'Tis the Season: Memories of a Hot Time in the Holy Land

continued (page 2 of 4)

In the cool of the evening, we ate our meal on a veranda set underneath a grape arbor. An enormous and perfectly full orange moon rode low in the sky over scrubby mauve hills. The air smelled of wood smoke. Everything was delicious, and we ate it all: freekeh soup—crushed barley and shredded chicken in an intense, chickeny broth; mezes that included tomato and cucumber salad; pickled carrots and celery and baby okra; little cheesy phyllo triangles; kibbe; silky hummus; eggplant salad made simultaneously sweet and sharp by tomato and citrus; and a tabbouleh that was essentially a sparkling-fresh parsley salad merely dotted with bulgur instead of the grain-heavy dish you normally find in the States. I was reminded that parsley is treated as a vegetable in the Middle East, and what an intelligent idea that is. We ordered more wine, caught our breath, and moved on to the mixed grill—chicken shashlik, lamb chops, and well-seasoned kebabs—and succulent chunks of lamb cooked with yogurt in a stew and served with saffron rice. Then we sat there, sipping our glasses of mint tea and gazing at the moon. "Back to Jerusalem tomorrow," someone said quietly.

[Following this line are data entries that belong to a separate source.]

PR #8869, opened 2025-11-10
KCL: Use TWENTY_TWENTY=update not overwrite

adamchalmers:
The `overwrite` mode will always write the image to disk, even if it's within the threshold. This means that tiny changes in the engine's lighting will produce massive PRs for KCL which update every image, although they might each only have a few pixels difference.

As of this PR, all those tiny image diffs with a few pixels difference won't trigger writes to disk anymore, so PRs should be much smaller and only contain image changes if they were beyond the 20-20 threshold, and need reviewing.

### DIFF
--- a/.github/workflows/cargo-test.yml
+++ b/.github/workflows/cargo-test.yml
@@ -235,7 +235,7 @@ jobs:
           popd
           .github/ci-cd-scripts/upload-results.sh
         env:
-          TWENTY_TWENTY: overwrite
+          TWENTY_TWENTY: update
           INSTA_UPDATE: always
           EXPECTORATE: overwrite
           ZOO_API_TOKEN: ${{secrets.ZOO_API_TOKEN}}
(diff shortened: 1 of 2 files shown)


rust/kcl-lib/Cargo.toml
```diff
@@ -149,7 +149,7 @@ kcl-directory-test-macro = { version = "0.1", path = "../kcl-directory-test-macr
 miette = { version = "7.6.0", features = ["fancy"] }
 pretty_assertions = "1.4.1"
 tokio = { version = "1.48.0", features = ["rt-multi-thread", "macros", "time"] }
-twenty-twenty = "0.8.2"
+twenty-twenty = "0.8.3"
```
jtran, line 152: `Cargo.lock` update?

jtran:
Should this also get updated?

https://github.com/KittyCAD/modeling-app/blob/9f300e579a81b9e41c114b8fdf5546396e029006/.github/workflows/cargo-test.yml#L238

That was where we had started our tour, of course, and no matter how you feel about religion, like all ancient cities it is haunted and heartbreaking. By the time we returned from Petra, things between Israel and Hezbollah had gotten very ugly indeed. Press and U.N. personnel were pouring into our hotel, the American Colony, and we were in the thick of things, which always makes me feel secure—forget the CNN channel; I'd rather have a drink with the reporter just in from Gaza whom I met in the hotel's unbelievably great bookshop. We had access to information from all points, and we took our cues from the people on the street: Life goes on. And being variously from New York City, Washington, DC, and New Orleans, we got the picture.

Here are some of our favorite things in Jerusalem and beyond. It's a very personal list and a pinhole view of a place with a great deal of metaphysical heft. We hope you go sometime.

western wall

Religious Sites

The Western Wall, the Dome of the Rock, and the church of the Holy Sepulchre are all astonishing and gratifying in their own ways. (One of my companions found the wall so powerful that he went back again and again. My other female companion and I had a different experience when shunted off to the women's section: We felt like second-class citizens.) Rather more off the beaten path is the church of Saint Mark (in the Armenian Quarter), the center of the tiny but valiant Syrian Orthodox community, whose services are conducted in Aramaic. Tradition has it that the building covers the house of Mary, Mark's mother; Saint Peter came here when he was released from prison by an angel (see the Rembrandt in the Israel Museum); the Virgin Mary was baptized here; and the Last Supper was eaten here. This is all of dubious authenticity, but the place has its own mystical reality. If you are lucky, a tiny woman dressed in black will show you the extraordinarily beautiful icon of Mary that hangs above the font. It is in the darkest corner of the dimly lit church, and the guide will light two long tapers and hold them up to dramatically illuminate the painting. Mesmerizing stuff, and you will either run screaming out into the street or be rocked back on your heels. A less debatable call from a historical point of view is the serene Garden of Gethsemane, on the Mount of Olives. The Mount of the Beatitudes, up on the Lake of Galilee, is even more contemplative; its tranquility is a balm to the weariest of travelers. The Church of the Nativity, in Bethlehem, was built by Constantine over the grotto where Jesus is said to have been born. "Bethlehem is charming and moving and strange," wrote Rose Macauley in The Towers of Trebizond. "I like the dark cavern glittering with silver lamps and gold and silver and tinsel ornaments and smoky incense fumes." She could have written that yesterday instead of in 1956. Mount Nebo, in Jordan, is one of the world's most powerful, primal, ancient liturgical sites. This is where the Moses saw the Promised Land stretching down toward the River Jordan and the Dead Sea. The landscape remains essentially unchanged, and if you have any imagination at all, you can easily transport yourself back 2,000 years. Read Martin Luther King Jr. as well as Deuteronomy while standing on the windy outcrop.